1912 Democratic National Convention, Part 3: Cartoons Magazine Centennial

Above, held until now, from the January 1912 issue One of Cartoons Magazine, a page on the effort of cities trying to get the Democratic National Convention (and its business) to be held in their city. At this point, the Republicans has already decided upon Chicago. The cartoons from the Chicago Daily News (top left) and Chicago Inter Ocean (bottom right), both propose (unsurprisingly), why not hold both conventions in Chicago. The Robert Minor, Jr. cartoon (bottom left), from the St. Louis Post Dispatch, proposes that St. Louis hold the Convention. And the cartoon from the Baltimore American newspaper, urges that Baltimoreans(??) have a $100,000 fund to lure the Convention there, but are asleep on the job, and if they don’t wake up, St. Louis might get the Convention instead.
As we know, Baltimore ended up with the 1912 Convention.
Click on the above & below pictures, to view the cartoons in detail, and read their captions.
The remainder of the pages shown today, are from Cartoons Magazine‘s August 1912 issue.
Below, while the 2012 Election’s “Dog Controversies” involve that when Barack Obama was nine years old, adults gave him dog meat to eat, and he ate it! (A controversy, because of course we know that young children have the right to refuse what adults tell them to do, yet he committed the sin of obeying his elders!) Plus also, that Mitt Romney (fully adult, and by Mormon Male Patriarchical Tradition, the family ruler) was in the habit of strapping the family dog (in a cage) atop the roof of his car for family cross-country highway trips. (And the relevance to ability to govern in either of these cases, is???…)

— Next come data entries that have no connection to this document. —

PR #2769, opened 2026-08-21
fix(scheduler): keep the configured policy for unrecognized policy an…

### LINKED ISSUE #2767: scheduler: unrecognized gpu/node-scheduler-policy annotation is silently accepted and the configured defaultSchedulerPolicy is discarded
**What happened**:

`hami.io/gpu-scheduler-policy` and `hami.io/node-scheduler-policy` are user-set Pod annotations, documented as a way to "overlay scheduler config" (`docs/develop/scheduler-policy.md:10`). The value is never validated, and an unrecognized value is neither rejected nor resolved back to the configured policy — it is accepted, and the operator's configured default is discarded on the way.

Two things happen in sequence.

First, the annotation is an override rather than a fallback. Because the key is *present*, `ok` is true and the configured value is replaced, whatever the value is:

```go
// pkg/util/util.go:277-285
func GetGPUSchedulerPolicyByPod(defaultPolicy string, task *corev1.Pod) string {
	userGPUPolicy := defaultPolicy
	if task != nil && task.Annotations != nil {
		if value, ok := task.Annotations[GPUSchedulerPolicyAnnotationKey]; ok {
			userGPUPolicy = value
		}
	}
	return userGPUPolicy
}
```

`resolveNodeSchedulerPolicy` (`pkg/scheduler/score.go:139-146`) has the same shape for the node annotation.

Second, the comparator that receives the value applies a hardcoded fallback that is **not** the configured default. `DeviceUsageList.Less` (`pkg/scheduler/policy/gpu_policy.go:77`) tests for `binpack` at `:89` and for `mutex` at `:92`; anything else reaches the `// default policy is spread` branch at `:122`. That branch never consults `device.GPUSchedulerPolicy`.

```mermaid
flowchart LR
    A["values.yaml<br/>gpuSchedulerPolicy: binpack"] -->|"used only when the<br/>annotation is absent"| B
    C["Pod annotation<br/>'binpakc'"] -->|"key present -> overrides"| B
    B["GetGPUSchedulerPolicyByPod<br/>util.go:277"] --> D["Policy = 'binpakc'<br/>configured value discarded"]
    D --> E["gpu_policy.go:122<br/>hardcoded 'spread' branch"]
    E --> F["spread placement<br/>no error, no event, no log"]
```

The net effect is that on a cluster configured for binpack, a Pod with a misspelled annotation is scheduled with spread placement, and nothing anywhere reports a problem — no admission error, no Kubernetes event, no log line. The only observable signal is the resulting placement.

An unrecognized scheduler-policy value should either be rejected, or fall back to the policy the operator configured via `scheduler.defaultSchedulerPolicy` — not to a hardcoded value that ignores that configuration.

Found by code inspection on `master` at `ee92fc9` and reproduced with unit tests against the real scheduling path (`buildNodeUsage` -> `fitInDevices` -> `sort.Sort` -> the NVIDIA backend's `Fit()`). I have not reproduced this on a live cluster. Per CONTRIBUTING gate 2, changes scoped to the scheduler extender may be validated with unit tests rather than GPU hardware, and this is within that scope.

With the cluster default set to `binpack`, one node, and three cards that differ only in current load:

```
cluster default = "binpack"
  annotation "binpack" -> placed on gpu-busy
  annotation "spread"  -> placed on gpu-idle
  no annotation        -> placed on gpu-busy    (configured default honoured)
  annotation "binpakc" -> placed on gpu-idle    (unrecognized value; configured default ignored)
```

And confirming that the configured value is discarded rather than used as a fallback:

```
configured cluster default = "binpack", pod annotation = "binpakc", resolved = "binpakc"
```

On a cluster, the equivalent would be an installation with `scheduler.defaultSchedulerPolicy.gpuSchedulerPolicy: binpack`, a node holding both a loaded and an idle card, and:

```yaml
apiVersion: v1
kind: Pod
metadata:
  name: policy-typo
  annotations:
    hami.io/gpu-scheduler-policy: "binpakc"   # note the misspelling
spec:
  containers:
  - name: cuda
    resources:
      limits:
        nvidia.com/gpu: 1
        nvidia.com/gpumem: 1024
```

Expected under `binpack`: the loaded card. Per the unit tests: the idle card.

I am happy to attach the test files, or to open them as part of a PR.

Scope, to be clear about what this is not: there is no crash, no overcommit, and no quota bypass. The Pod runs. This is placement correctness and the absence of any diagnostic, nothing more.

Known limitation of this report. The hardcoded fallbacks happen to coincide with the shipped defaults — `gpuSchedulerPolicy: spread` and `nodeSchedulerPolicy: binpack` (`charts/hami/values.yaml:77-78`, `cmd/scheduler/main.go:70-71`). On a default installation the behaviour is therefore indistinguishable from correct. It only becomes observable for an operator who changed the Helm value, which is also the operator most likely to care about the result.

`NodeScoreList.Less` (`pkg/scheduler/policy/node_policy.go:48`) resolves unrecognized values the same way, falling through to `// default policy is Binpack` at `:52`, so a fix will need to cover both paths.

Two possible directions, whichever fits the project's intent:

1. Reject at admission when the annotation is not a recognized policy, matching `validateMemoryPercentage` in `pkg/device/nvidia/device.go`, which already returns an error for an out-of-range `gpumem-percentage`.
2. Fall back to the configured `scheduler.defaultSchedulerPolicy` and emit a warning event. This preserves current scheduling behaviour for anyone relying on it.

I would lean towards 2, since it makes the annotation behave the way the documentation describes without changing admission behaviour, but I am happy to implement whichever the maintainers prefer.

Related precedent for validating user-controlled scheduling input rather than letting it fail silently: #1997 (gpumem-percentage range), #2388 (hygon, metax-sgpu bounds), #2601 (ascend bounds).

_This report was prepared with AI assistance (per CONTRIBUTING.md); all claims, line references and test results were reviewed and verified by me._

**Environment**:
- HAMi version: `master` @ ee92fc9
- nvidia driver or other AI device driver version: n/a - not exercised; this is in the scheduler extender
- Docker version from `docker version`: n/a
- Docker command, image and tag used: n/a
- Kernel version from `uname -a`: n/a
- Others: found by code inspection and reproduced with unit tests (Go 1.26.6, linux/amd64, CGO enabled). No cluster or GPU was involved.

IIITManjeet:
**What type of PR is this?**

/kind bug

`hami.io/gpu-scheduler-policy` and `hami.io/node-scheduler-policy` are user-set Pod annotations, documented as a way to overlay the scheduler configuration. Both were read as unconditional overrides: `GetGPUSchedulerPolicyByPod` (`pkg/util/util.go`) and `resolveNodeSchedulerPolicy` (`pkg/scheduler/score.go`) return the annotation value whenever the key is present, valid or not.

An unrecognized value therefore replaced the configured policy and reached the sort comparators, which apply their own defaults rather than `scheduler.defaultSchedulerPolicy` — `gpu_policy.go` falls through to spread, `node_policy.go` to binpack. On a cluster configured for binpack, a Pod with a misspelled `gpu-scheduler-policy` was placed with spread, and nothing was logged at any point.

This PR adds `IsValidGPUSchedulerPolicy` and `IsValidNodeSchedulerPolicy`, and applies the annotation only when it names a known policy. An unrecognized value is ignored with a warning, so the configured policy stands.

### Changes

* Add `IsValidGPUSchedulerPolicy`, which reads the value as a comma-separated ordered list the same way `PolicyContains` and `gpuSortKeyChain` do, and accepts `binpack`, `spread`, `numa`, `mutex` and `topology-aware`.
* Add `IsValidNodeSchedulerPolicy`, accepting `binpack` and `spread`. `NodeScoreList.Less` has no chain form, so only a single name is meaningful there.
* Gate both annotation lookups on the corresponding validator, logging a warning and keeping the configured policy when the value is not recognized.
* Add unit coverage for the validators, for the resolution behaviour, and for end-to-end placement through `fitInDevices` and the NVIDIA backend's `Fit()`.

Fixes #2767

The change is deliberately scoped to the two Pod annotations.

The `--gpu-scheduler-policy` and `--node-scheduler-policy` flags are not validated. They feed in as the fallback value and never pass through the validator, so operator-level typos behave exactly as they do today.

The comparators themselves are untouched. They only receive the resolved policy string and have no access to `device.GPUSchedulerPolicy` or `config.NodeSchedulerPolicy`, so resolving the value before it reaches them is the smaller change; making the comparators aware of the configured default would mean threading it through the sort path.

Over-rejection was the main regression risk, since `mutex` and `topology-aware` are filters consumed via `PolicyContains` in each backend's `Fit()` rather than sort keys, and chains such as `binpack,numa` are also valid. All of those forms are covered by tests. Every policy value that appears in the repository's docs, examples, charts and tests is `binpack`, `spread` or `mutex`, and all are accepted.

Two known limits, neither introduced here. A value with surrounding whitespace such as `" binpack"` passes validation, because entries are trimmed to match `PolicyContains`, but `DeviceUsageList.Less` compares the whole string exactly and still falls through — pre-existing behaviour that this PR does not change; not trimming would have rejected `binpack, numa`, which works today. And the warning is a log line rather than a Pod event, because `pkg/util` has no event recorder in scope; a misconfigured pending Pod will log it once per scheduling attempt. Happy to change either if preferred.

Yes. A Pod whose `hami.io/gpu-scheduler-policy` or `hami.io/node-scheduler-policy` annotation is not a recognized policy is now scheduled with the configured `scheduler.defaultSchedulerPolicy` instead of the comparator's own default, and the ignored value is logged. Pods with a valid annotation, and Pods with no annotation, are unaffected.

## Validation

Run on Linux x86_64 (WSL2, Ubuntu 22.04), Go 1.26.6, CGO enabled:

* `go test ./pkg/util/... ./pkg/scheduler/... ./pkg/device/... -count=1` — all packages pass
* `go test -race ./pkg/util/... ./pkg/scheduler/... -count=1` — all packages pass
* `go vet ./pkg/util/... ./pkg/scheduler/...` — clean
* `gofmt -l` on the changed files — clean
* `golangci-lint run --new-from-rev=upstream/master ./pkg/util/... ./pkg/scheduler/...` — 0 issues
* License-header and import-alias checks from `make verify` — pass

No GPU hardware was used. The change is scoped to the scheduler extender.

## AI Assistance Disclosure
This PR was written with AI assistance (Claude Code), covering the codebase
investigation, implementation, and tests. I reviewed
the change against the existing code and ran the validation listed above.

## Summary by CodeRabbit

* **Bug Fixes**
  * Invalid or unrecognized scheduler policy annotations now fall back to the configured default policy.
  * GPU scheduling overrides are applied only when valid policy values are provided.
  * Surrounding whitespace is handled correctly for valid node scheduling policies.
  * Warnings are issued when invalid policy annotations are detected.

* **Tests**
  * Added coverage for valid, invalid, missing, empty, whitespace-padded, and case-sensitive policy values.
  * Verified fallback behavior across supported bin-packing and spreading placement scenarios.


pkg/scheduler/policy_fallback_placement_test.go
```diff
@@ -0,0 +1,184 @@
+/*
+Copyright 2024 The HAMi Authors.
```
chetanmehra07: please make it 2026. as you are making this file in 2026 please keep it 2026.

pkg/scheduler/policy_fallback_placement_test.go
```diff
@@ -0,0 +1,184 @@
...
+	// With no annotation the configured cluster default (binpack) is honoured.
+	assert.Equal(t, noAnnotation, binpack,
+		"absent annotation should use the configured cluster default")
+
+	// An unrecognized value is ignored, so placement matches the configured
+	// default rather than the comparator's hardcoded spread fallback.
+	assert.Equal(t, unrecognized, noAnnotation,
+		"unrecognized policy should place identically to no annotation at all")
+	assert.Assert(t, unrecognized != spread,
+		"unrecognized policy must not silently produce spread placement")
```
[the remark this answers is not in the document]
IIITManjeet: have now added the both defaults (binpack and spread) are now exercised in all three places

pkg/util/util.go
```diff
@@ -274,11 +274,52 @@ func RemoveNodeAnnotation(node *corev1.Node, annotationKeys ...string) error {
...
+		}
+	}
+	return true
+}
+
+// IsValidNodeSchedulerPolicy reports whether policy names a node scheduling
+// policy HAMi recognizes. NodeScoreList.Less has no chain form, so only a
+// single name is meaningful here.
+func IsValidNodeSchedulerPolicy(policy string) bool {
+	switch SchedulerPolicyName(policy) {
```
mesutoezdil: the gpu validator trims each segment, this one does not trim at all, so a trailing space is valid on one annotation and rejected on the other. trim here too.

IIITManjeet: Sure @mesutoezdil will add here to. And will push again with the changes

IIITManjeet:
Hello @mesutoezdil sir have pushed the changes can you please review it once.
Thanks

pkg/util/util.go
```diff
@@ -274,11 +274,54 @@ func RemoveNodeAnnotation(node *corev1.Node, annotationKeys ...string) error {
...
+// with a warning, so defaultPolicy stands.
 func GetGPUSchedulerPolicyByPod(defaultPolicy string, task *corev1.Pod) string {
 	userGPUPolicy := defaultPolicy
 	if task != nil && task.Annotations != nil {
 		if value, ok := task.Annotations[GPUSchedulerPolicyAnnotationKey]; ok {
-			userGPUPolicy = value
+			if IsValidGPUSchedulerPolicy(value) {
+				userGPUPolicy = value
+			} else {
+				klog.Warningf("ignoring unrecognized %s=%q on pod %s/%s, using configured policy %q",
```
Shouren, line 322: @IIITManjeet I am considering rejecting the invalid policy instead of falling back. How do you think?

mesutoezdil: i would keep the fallback. the webhook can be disabled or bypassed, so the scheduler needs this safety net anyway. rejection can come as a follow up in the webhook, #2813 already proposed that part.

IIITManjeet: @Shouren @mesutoezdil sir what should be my next step for this PR can you please help here. Thanks

mesutoezdil: no change needed from your side. the fallback approach stands, we will handle admission time rejection as a separate follow up. waiting for @Shouren to confirm, then this can get lgtm.

IIITManjeet: Sure Thanks a lot

Shouren:
@IIITManjeet Please rename the `policy_fallback_placement_test.go` to `scheduler_policy_test.go`

IIITManjeet:
> @IIITManjeet Please rename the `policy_fallback_placement_test.go` to `scheduler_policy_test.go`

Hii @Shouren have renamed and pushed the changes. 
Best
Manjeet

Shouren (approved):
/lgtm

Below, 1912′s Dog Nonsense involved the hound dog of Woodrow Wilson’s main rival for the Democratic nomination, Champ Clark. Precisely what the nonsense was about (was Clark saying to vote for him, because of his dog?? Anyway, that’s the explanation behind the below two pages of cartoons: showing Champ Clark holding his hound, and asking, “Anybody want to buy a dog?” (by which cartoonist John Campbell Cory meant Clark himself); artist Robert Minor, Jr. showing the Clark’s hound crying alongside the Tammany Tiger (Clark was aligned with the corrupt NYC Tammany Hall organization/party); Charles Bowers showing the Democratic Donkey (after breaking the “Unit Rule”/Democratic Party Boss Control) sitting atop the hound; Bowers again, showing Clark’s dog on the run, his tail (that he can’t escape) tied to Tammany; and, by Frank Michael Spangler, Clark’s “houn’ dawg” on the hunt, peeking out of a log, spotting rabbit Wilson, but unable to get him, in “Stuck!”.
Above, references to the length of the Democratic nomination battle (46 ballots until enough delegates agreed on the nominee). Champ Clark had actually been in the lead coming in, but when the corrupt Tammany Hall declared Clark their man, prior nominee William Jennings Bryan threw his political support to Wilson, as best chance that reformists in the party had.
Beneath, cartoons involving the nomation battle, and recovery to focus on their chief foe for the Presidency, the Bull Moose/Progressive Party (the G.O.P. — for 1912 — fading from power). Cartoons by Billy DeBeck, Charles Bowers, Nelson Harding, E.A. Bushnell, and others.